(22) Wir spielten mit den Waffen

Früh am Morgen bekamen wir die Nachricht, dass wir unsere Häuser räumen sollten. Als Begründung wurde uns gesagt, dass die Engländer heute noch in Heiden einziehen könnten. Ich und meine Eltern und Geschwister nahmen Lebensmittel und Decken mit und gingen in die Uhle. Dort wollten wir unser Lager aufschlagen und schlafen. Aber alle Plätze waren schon belegt. Wir nahmen unsere Sachen und gingen in einen anderen Wald. Als wir unser Lager aufgeschlagen hatten, hörten wir schon von weiten die Kanonen der Engländer. "Bald werden sie in Heiden sein," sagten uns unsere Eltern. Gegen Mittag des 28.03.45 wurde Heiden plötzlich angegriffen. Die Engländer bombardierten unsere Kirche. Sie wurde zweimal getroffen und schwer beschädigt. Vor einer Woche waren deutsche Soldaten nach Heiden verlegt worden, sie flüchteten alle. Die Kriegswaffen ließen sie aber in Heiden. Wir hatten Freude daran, dass das die Soldaten die Militärfahrzeuge da gelassen hatten. Meine Freunde und ich spielten mit den Waffen, als wären sie nur Spielzeug. Einmal wurde einer beim Spiel verletzt, danach durften wir nicht mehr in die Scheune gehen, wo die Wagen standen. Nachmittags um 3.00 Uhr wurde Heiden wieder beschossen. Zum Glück hatten alle ihre Häuser verlassen. So konnte keiner verletzt werden. Mein Vater und andere Männer stellten Panzersperren auf die Straße. Sie wollten dadurch versuchen, die Panzer zu stoppen. Als es dann Abend wurde, wurde das Dorf noch einmal beschossen. Sofort standen mehrere Häuser in Brand. Viele versuchten, die Häuser zu retten. Aber es nutzte nichts. Sie brannten nieder. Als meine Familie später beim Essen in der Uhle war, kam plötzlich jemand in unser Lager und erzählte uns, dass die Engländer unmittelbar vor Heiden ständen. Wir wollten versuchen, wieder ins Dorf zu kommen, aber unser Vater ließ uns nicht gehen. Er hatte Angst um uns. Am späten Abend zogen die Engländer in Heiden ein. Vorweg rollten die Panzer und machten den Weg frei. Darauf folgten die Soldaten in Lkws. Am nächsten Tag mussten wir uns alle bei den Engländern melden. Wir wurden in ein großes Buch eingetragen. Die Scheune, worin die Militärfahrzeuge der deutschen Soldaten gewesen waren, wurde niedergebrannt.

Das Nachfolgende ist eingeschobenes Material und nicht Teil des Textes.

PR #14814, opened 2022-12-01
GH-14875: [C++] C Data Interface: check imported buffer for non-null

### LINKED ISSUE #14875: [Python][C++] C Data Interface incorrect validate failures

Spinning off from #14814: 

When testing round trips of empty arrays between Python and Go using the C Data Interface, I found an issue with the binary and string data type arrays.

The data types: `pa.binary()`, `pa.large_binary()`, `pa.string()`, `pa.large_string()` all throw an error when calling `validate(full=True)` after the `_import_from_c` that contained a null value data buffer:

```
  File "/home/zeroshade/Projects/GitHub/arrow/go/arrow/cdata/test/test_export_to_cgo.py", line 218, in test
    b.validate(full=True)
  File "pyarrow/array.pxi", line 1501, in pyarrow.lib.Array.validate
pyarrow.lib.ArrowInvalid: Value data buffer is null
```

Following up from #14805 clarifying that buffers can be null in a 0-length array. My guess here is rather than the offsets buffer, the issue is the second data buffer which would contain the actual binary/utf-8 data if the array had a length >0. But that's just a theory, I haven't confirmed it.

### Component(s)

C++, Python

pitrou:
The C data interface may expose null data pointers for zero-sized buffers.
Make sure that all buffer pointers remain non-null internally.

Followup to GH-14805

* Closes: #14875

### DIFF
--- a/cpp/src/arrow/array/validate.cc
+++ b/cpp/src/arrow/array/validate.cc
@@ -459,14 +459,17 @@ struct ValidateArrayImpl {
       if (buffer == nullptr) {
         continue;
       }
-      int64_t min_buffer_size = -1;
+      int64_t min_buffer_size = 0;
       switch (spec.kind) {
         case DataTypeLayout::BITMAP:
-          min_buffer_size = bit_util::BytesForBits(length_plus_offset);
+          // If length == 0, buffer size can be 0 regardless of offset
+          if (data.length > 0) {
+            min_buffer_size = bit_util::BytesForBits(length_plus_offset);
+          }
           break;
         case DataTypeLayout::FIXED_WIDTH:
-          if (MultiplyWithOverflow(length_plus_offset, spec.byte_width,
-                                   &min_buffer_size)) {
+          if (data.length > 0 && MultiplyWithOverflow(length_plus_offset, spec.byte_width,
+                                                      &min_buffer_size)) {
             return Status::Invalid("Array of type ", type.ToString(),
                                    " has impossibly large length and offset");
           }
--- a/cpp/src/arrow/c/bridge.cc
+++ b/cpp/src/arrow/c/bridge.cc
@@ -1544,13 +1544,18 @@ struct ArrayImporter {
 
   Status ImportBitsBuffer(int32_t buffer_id, bool is_null_bitmap = false) {
     // Compute visible size of buffer
-    int64_t buffer_size = bit_util::BytesForBits(c_struct_->length + c_struct_->offset);
+    int64_t buffer_size =
+        (c_struct_->length > 0)
+            ? bit_util::BytesForBits(c_struct_->length + c_struct_->offset)
+            : 0;
     return ImportBuffer(buffer_id, buffer_size, is_null_bitmap);
   }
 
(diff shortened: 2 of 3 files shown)


pitrou:
@zeroshade  @alippai @alamb @viirya @tustvold Would it be easy to try this against the Go and Rust Arrow implementations?

alamb:
Sorry @pitrou  I am not sure how to test this against Rust. Did you have anything specific have in mind beyond the existing integration CI check https://github.com/apache/arrow/actions/runs/3595507889/jobs/6055082178 ?

pitrou:
@alamb AFAIR there are Rust-PyArrow integration tests through the C Data Interface, no?

wjones127:
@pitrou I think we just need to add a test case to [this file](https://github.com/apache/arrow-rs/blob/master/arrow-pyarrow-integration-testing/src/lib.rs) roundtripping an empty array, and then test that against PyArrow built off of this branch, correct?

If so, I can do that.

pitrou:
@wjones127 That would probably work, yes.

wjones127:
I added tests here: https://github.com/apache/arrow-rs/pull/3276

And locally tested them against PyArrow built from this branch. All tests pass 👍

zeroshade:
@pitrou I'll build a pyarrow off this branch and test a roundtrip of an empty array between pyarrow and Go via C data. I'll comment again after I set it up.

zeroshade:
@pitrou when I do round trips of the empty arrays, after fixing the crash in Go, I run into a few issues with pyarrow upon importing the empty array from C:

The data types: `pa.binary()`, `pa.large_binary()`, `pa.string()`, `pa.large_string()` all throw an error when calling `validate(full=True)` after the `_import_from_c` that contained a null value data buffer:

```
  File "/home/zeroshade/Projects/GitHub/arrow/go/arrow/cdata/test/test_export_to_cgo.py", line 218, in test
    b.validate(full=True)
  File "pyarrow/array.pxi", line 1501, in pyarrow.lib.Array.validate
pyarrow.lib.ArrowInvalid: Value data buffer is null
```

I also ran into other cases where it through an error in `_import_from_c` because of null values but I think those are my fault, I'm going to double check and try again. But I'm pretty sure those validate's shouldn't be failing in this case if we're saying it's acceptable for a 0-length array to contain a null value data buffer.

pitrou:
@zeroshade Nice catch, can you open an issue?

zeroshade:
I've opened #14877 to fix the Go side of these, though some of the python tests have to be commented out until #14875 is resolved.

pitrou:
@zeroshade This draft PR now passes the uncommented Go tests (assuming you install the corresponding PyArrow version).

zeroshade:
@pitrou if this passes the tests now, would it make sense to uncomment them in this PR? Or should we do that in a separate PR?

pitrou:
@zeroshade We can't uncomment them until a PyArrow wheel is released that incorporates the fix, AFAIU.

pitrou:
@paleolimbot FYI

lidavidm (approved):

PR #14818, opened 2022-12-02
ARROW-17374: [C++] Snappy package may be built without CMAKE_BUILD_TYPE

kou:
For example, conda's Snappy package is built without CMAKE_BUILD_TYPE.


kou (commented):
+1

PR #14827, opened 2022-12-02
ARROW-18422: [C++] Delete EnumTraits, use enum reflection utilities

bkietz:
Trying again with ARROW-13296 now that we have c++17


cpp/src/arrow/util/reflection_internal.h
```diff
@@ -91,21 +92,260 @@ PropertyTuple<Properties...> MakeProperties(Properties... props) {
...
+struct DefaultEnumMembers<Enum, Limits, Max, Max, Members...> {
+  using members = sequence<Members...>;
+};
+
+template <typename Enum, typename Limits, int I, int Max, Enum... Members>
+struct DefaultEnumMembers
+    : std::conditional_t<
+          IsValidEnumMember<Enum, I>(),
+          DefaultEnumMembers<Enum, Limits, I + 1, Max, Members..., static_cast<Enum>(I)>,
+          DefaultEnumMembers<Enum, Limits, I + 1, Max, Members...>> {};
```
pitrou, line 266: Hmm... this seems to lead to O(N) compile-time complexity where N is `std::numeric_limits<std::underlying_type_t<Enum>>::max() - std::numeric_limits<std::underlying_type_t<Enum>>::min()`. That sounds concerning, especially if compile-time evaluation is slow (which it may very well be, depending on the compiler).

bkietz: That's why this is limited to enumerations which are only one byte wide, so we'll do a maximum of 256 iterations per enum. I wouldn't expect that to have a heavy compile time cost

pitrou:
Congrats for making this work, but... this seems uncomfortably heroic. I would really like to use automated introspection facilities instead of specializing EnumTraits by hand, but not at the price of relying on such primitives.

@lidavidm Thoughts?

cpp/src/arrow/util/reflection_internal.h
```diff
@@ -91,21 +92,260 @@ PropertyTuple<Properties...> MakeProperties(Properties... props) {
...
+
+  constexpr explicit array(const T (&arr)[N])  // NOLINT
+      : array{static_cast<const T*>(arr)} {}
+
+  [[nodiscard]] static constexpr size_t size() { return N; }
+  [[nodiscard]] constexpr const T* data() const { return values_; }
+  [[nodiscard]] constexpr T* data() { return values_; }
+  [[nodiscard]] constexpr const T* begin() const { return values_; }
+  [[nodiscard]] constexpr const T* end() const { return begin() + N; }
+  [[nodiscard]] constexpr const T& operator[](size_t i) const { return begin()[i]; }
```
edponce, line 179: why two different idioms for indexing?

lidavidm:
This is really cool to see, but I would also prefer boilerplate over the magic here. I'm also worried about whether this might affect compatibility with future compiler versions, if the representation of those vendor extensions changes.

Heiden hatte vor dem Krieg riesige Wälder. Sie wurden zum Teil von englischen und amerikanischen Fliegern zerbombt.

Wir brauchen zu Hause Holz für das Feuer. In den Wald konnten wir nicht, weil der ein Munitionsdepot geworden war. Uns aber kam eine Idee. In der Nähe waren in Erdlöchern Kästen mit Patronen und Dynamit. Die Patronen ließen wir liegen, und die Kästen nahmen wir mit. Am Mittag hörten wir plötzlich ein lautes Knallen und Krachen. Später hörten wir, dass ein Mann beim Holzsuchen in eine Mine getreten war und getötet wurde. Im Rathaus mussten sich die Männer melden, die die Panzersperren aufgebaut hatten. Sie mussten diese wegräumen.